Rehabilitation and innovative strategies of non-drug therapy.

Physical activity likely reduces the risk of developing Parkinson’s disease later in life. Accordingly, non-drug therapy for Parkinson’s is becoming increasingly important. Essentially, it involves neuromodulation and neurorehabilitation in advanced patients.

Nonpharmacologic therapy for PD essentially involves neuromodulation and neurorehabilitation in advanced patients. The article focuses on the rehabilitative treatment of patients with Parkinson’s disease with particular attention to special treatment problems and innovative therapeutic approaches. Procedures such as deep brain stimulation or non-invasive neuromodulation are not discussed in detail, nor is focused ultrasound as an experimental therapeutic alternative to deep brain stimulation. Certain areas of neurorehabilitation such as speech therapy, neuropsychology, and visual rehabilitation are also not discussed (Table 1).

Somatic rehabilitation for Parkinson’s disease

Physical activity likely reduces the risk of developing Parkinson’s disease later in life. According to a Swedish meta-analysis of the six studies available at the time, physically active individuals have a lower risk (“hazard ratio”: 0.66) of developing Parkinson’s disease later in life compared with physically inactive individuals [1].

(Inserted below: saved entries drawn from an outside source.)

PR #299, opened 2019-02-27
feat(Collision): add ability to ignore collisions between GameObjects

thestonefox:
The CollisionIgnorer component takes a list of source GameObjects
and a list of target GameObjects and ignores all source colliders
from colliding with all target colliders.

The CollisionIgnorer ignores the collisions on enable and restores
the collisions on disable.

There is no direct access to the lists via code and new items must
be added via methods and removed via methods.

Adding new items to the list at runtime via the inspector yields no
changes to the collision detection.

### DIFF
--- a/Runtime/Tracking/Collision/CollisionIgnorer.cs
+++ b/Runtime/Tracking/Collision/CollisionIgnorer.cs
@@ -1,0 +1,222 @@
+﻿namespace Zinnia.Tracking.Collision
+{
+    using UnityEngine;
+    using System.Collections.Generic;
+    using Malimbe.MemberChangeMethod;
+    using Malimbe.XmlDocumentationAttribute;
+    using Malimbe.PropertySerializationAttribute;
+    using Zinnia.Data.Collection;
+
+    /// <summary>
+    /// Ignores the collisions between the source <see cref="GameObject"/> colliders and the target <see cref="GameObject"/> colliders.
+    /// </summary>
+    public class CollisionIgnorer : MonoBehaviour
+    {
+        /// <summary>
+        /// The sources to ignore colliders from.
+        /// </summary>
+        [Serialized]
+        [field: DocumentedByXml]
+        public GameObjectObservableList Sources { get; set; }
+        /// <summary>
+        /// The targets to ignore colliders with.
+        /// </summary>
+        [Serialized]
+        [field: DocumentedByXml]
+        public GameObjectObservableList Targets { get; set; }
+
+        /// <summary>
+        /// A reused instance to store the <see cref="Collider"/> collection belonging to the <see cref="Sources"/>.
+        /// </summary>
+        List<Collider> sourceColliders = new List<Collider>();
+        /// <summary>
+        /// A reused instance to store the <see cref="Collider"/> collection belonging to the <see cref="Targets"/>.
+        /// </summary>
+        List<Collider> targetColliders = new List<Collider>();
+
+        protected virtual void OnEnable()
+        {
+            RegisterSourceListeners();
+            RegisterTargetListeners();
+            ToggleCollisions(true);
+        }
+
+        protected virtual void OnDisable()
+        {
+            UnregisterSourceListeners();
+            UnregisterTargetListeners();
+            ToggleCollisions(false);
+        }
+
+        /// <summary>
+        /// Registers the listeners for elements that are added or removed from <see cref="Sources"/>.
+        /// </summary>
+        protected virtual void RegisterSourceListeners()
+        {
+            Sources.ElementAdded.AddListener(OnSourceAdded);
+            Sources.ElementRemoved.AddListener(OnSourceRemoved);
+        }
+
+        /// <summary>
+        /// Unregisters the listeners for elements that are added or removed from <see cref="Sources"/>.
+        /// </summary>
+        protected virtual void UnregisterSourceListeners()
+        {
+            Sources.ElementAdded.RemoveListener(OnSourceAdded);
+            Sources.ElementRemoved.RemoveListener(OnSourceRemoved);
+        }
+
+        /// <summary>
+        /// Registers the listeners for elements that are added or removed from <see cref="Targets"/>.
+        /// </summary>
+        protected virtual void RegisterTargetListeners()
+        {
+            Targets.ElementAdded.AddListener(OnTargetAdded);
+            Targets.ElementRemoved.AddListener(OnTargetRemoved);
+        }
+
+        /// <summary>
+        /// Unregisters the listeners for elements that are added or removed from <see cref="Targets"/>.
+        /// </summary>
+        protected virtual void UnregisterTargetListeners()
+        {
+            Targets.ElementAdded.RemoveListener(OnTargetAdded);
+            Targets.ElementRemoved.RemoveListener(OnTargetRemoved);
+        }
+
+        /// <summary>
+        /// Responds to a <see cref="GameObject"/> being added to <see cref="Sources"/> and ignores all collisions against <see cref="Targets"/>.
+        /// </summary>
+        /// <param name="source">The source to ignore collisions from.</param>
+        protected virtual void OnSourceAdded(GameObject source)
+        {
+            ToggleCollisions(source, Sources, Targets, true);
+        }
+
+        /// <summary>
+        /// Responds to a <see cref="GameObject"/> being removed from <see cref="Sources"/> and resumes all collisions against <see cref="Targets"/>.
+        /// </summary>
+        /// <param name="source">The source to restore collisions with.</param>
+        protected virtual void OnSourceRemoved(GameObject source)
+        {
+            ToggleCollisions(source, Sources, Targets, false);
+        }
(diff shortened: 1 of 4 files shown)


thestonefox:
@bddckr  Dunno if you'll get a "re-review" request on this, but consider this it :)

Runtime/Tracking/Collision/CollisionIgnorer.cs
```diff
@@ -0,0 +1,213 @@
...
+            }
+        }
+
+        /// <summary>
+        /// Sets the collision state between the source and targets.
+        /// </summary>
+        /// <param name="source">The source to set the collision state on.</param>
+        /// <param name="targets">A collection of targets to set the collision state on.</param>
+        /// <param name="state">Whether to ignore collisions or not.</param>
+        protected virtual void ToggleCollisions(GameObject source, GameObjectObservableList sources, GameObjectObservableList targets, bool state)
```
bddckr: Missing documentation for the `sources` parameter.

Runtime/Tracking/Collision/CollisionIgnorer.cs
```diff
@@ -0,0 +1,213 @@
...
+        {
+            if (source == null || (!state && sources.Contains(source)))
+            {
+                return;
+            }
+
+            List<Collider> sourceColliders = new List<Collider>();
+            List<Collider> targetColliders = new List<Collider>();
+
+            sourceColliders.AddRange(source.GetComponentsInChildren<Collider>());
```
bddckr: There's an overload of the `GetComponentsInChildren` method that *takes* a list. Use that for both these calls together with two lists you reuse by making it a `protected` field instead. Note that you do **not** have to call `Clear` on those lists - `GetComponentsInChildren` does that for you already.

This means we reduce the amount of GC allocations since the list will not change in capacity (not size) all the time.

Runtime/Tracking/Collision/CollisionIgnorer.cs
```diff
@@ -0,0 +1,213 @@
...
+
+            foreach (GameObject target in targets.SubscribableElements)
+            {
+                if (target != null)
```
bddckr: Didn't we say we want `null` values to be treated as errors and can thus ignore it here as the null ref exception being thrown without the if is enough for the user to know?

Runtime/Tracking/Collision/CollisionIgnorer.cs
```diff
@@ -0,0 +1,213 @@
...
+        protected virtual void AddTarget(GameObject target)
+        {
+            ToggleCollisions(target, Targets, Sources, true);
+        }
+
+        /// <summary>
+        /// Removes an existing target from having collisions ignored with all of the <see cref="sources"/> colliders.
+        /// </summary>
+        /// <param name="target">The target to restore collisions on.</param>
+        public virtual void RemoveTarget(GameObject target)
```
bddckr:
```suggestion
        protected virtual void RemoveTarget(GameObject target)
```

Runtime/Tracking/Collision/CollisionIgnorer.cs
```diff
@@ -0,0 +1,213 @@
...
+            UnregisterTargetListeners();
+            ToggleCollisions(false);
+        }
+
+        /// <summary>
+        /// Registers the listeners for elements that are added or removed from <see cref="Sources"/>.
+        /// </summary>
+        protected virtual void RegisterSourceListeners()
+        {
+            Sources.ElementAdded.AddListener(AddSource);
```
bddckr:
```suggestion
            Sources.ElementAdded.AddListener(OnSourceAdded);
```
I don't like the verb name for that method. It's a callback, not doing an add operation.

**Same for the Remove callback methods for both the Source and Target.** The XML documentation comments also need to change on those methods to explain they're callbacks and actually don't "do that operation".

Tests/Editor/Tracking/Collision/CollisionIgnorerTest.cs
```diff
@@ -0,0 +1,193 @@
...
+        [TearDown]
+        public void TearDown()
+        {
+            Object.DestroyImmediate(containingObject);
+        }
+
+        [UnityTest]
+        public IEnumerator CollisionsIgnored()
+        {
+            WaitForFixedUpdate collisionOccurredYieldInstruction = new WaitForFixedUpdate();
```
bddckr: Given this naming I first thought you created a custom `YieldInstruction` subclass that waits until the collision flag is set!

Perhaps we rename this?
```suggestion
            WaitForFixedUpdate waitForFixedUpdate = new WaitForFixedUpdate();
```

Runtime/Tracking/Collision/CollisionIgnorer.cs
thestonefox: Not in this case, because it's called OnDisable and the target can be destroyed when closing and if this runs still and the target is null (because it's been destroyed) then it will throw an error

Tests/Editor/Tracking/Collision/CollisionIgnorerTest.cs
thestonefox: the reason it was named the way it was, because the WaitForFixedUpdate instruction kept changing whilst i found a good actual instruction that was consistent. 

But fixed update is consistent so i'm happy to rename the variable

Runtime/Tracking/Collision/CollisionIgnorer.cs
bddckr: 👍

Runtime/Tracking/Collision/CollisionIgnorer.cs
thestonefox: I wouldn't say these are simply callbacks. They are actually carrying out a function. You could call one of these methods directly (for instance in an inherited class) that passes a GameObject into that method.

On that, i'd say the AddSource is still probably correct naming.

Runtime/Tracking/Collision/CollisionIgnorer.cs
thestonefox: code please :) not sure what you mean :p

Runtime/Tracking/Collision/CollisionIgnorer.cs
bddckr: It's not adding a source, though. Perhaps `IgnoreSource` tells what it does better, but I'm not sure about the equivalent for `Remove` then. `UnignoreSource` seems strange 😄

Runtime/Tracking/Collision/CollisionIgnorer.cs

In physiotherapy or occupational therapy, exercise describes a physical activity that is planned, structured and repeated in order to (re)learn or maintain a movement function. Feedback can help patients to go beyond their perceived abilities or to become more aware of movements that were previously automatic or unconscious. Numerous studies are available on the effectiveness of physiotherapy in all its variants for Parkinson’s disease, some of which are briefly presented below. In the 1990s, one of the first controlled studies was published in which the mobility of patients with Parkinson’s disease improved with participation in a 4-week rehabilitation program [2]. However, this improvement did not persist when returning to usual physical activity. ^LSVT®BIGis probably one of the most widely used procedures in the therapeutic treatment of PD patients and was introduced by Farley and Koshland [3]. In this intensive treatment, patients exercise large amplitude movements 4 times a week for 1 hour a day for 4 weeks. ^LSVT®BIGwas more effective than “Nordic walking” or self-therapy in the home setting in a controlled study [4]. The PRET-PD study found that 2×-weekly progressive strength training for 24 months resulted in a reduction in motor symptoms as measured by the UPDRS-III. 3×-weekly treadmill training at high intensity (80% of heart rate reserve) or low intensity (40% of heart rate reserve) was compared with non-aerobic strength training [5]. All three groups showed improvement in walking speed, while the strength training also improved muscle strength. Therefore, a combination of aerobic and non-aerobic training elements was proposed. Training of compensatory steps can be used to treat postural instability in Parkinson’s disease. Tai-chi probably leads to an improvement of balance disorders and reduction of the frequency of falls in Parkinson’s disease [6]. In addition, the HiBalance program was developed as a method for treating balance disorders in Parkinson’s disease. Regarding occupational therapy, individual domiciliary treatment resulted in subjective improvement in activities of daily living [7]. In addition, a targeted occupational therapy domiciliary program (HOMEDEXT) likely improves fine motor skills in Parkinson’s disease patients.

Although many studies have relatively small case numbers, it is highly likely that neurorehabilitation is effective in treating patients with Parkinson’s disease. However, it is unclear on which mechanisms the symptomatic effect is based and whether physical activity positively influences the course of the disease. The SPARX study in de novo PD patients concluded that high intensity treadmill exercise should be further investigated for a disease-modifying effect [8]. Further evidence of a possible disease-modifying effect of aerobic exercise came from the Park-in-Shape study [9].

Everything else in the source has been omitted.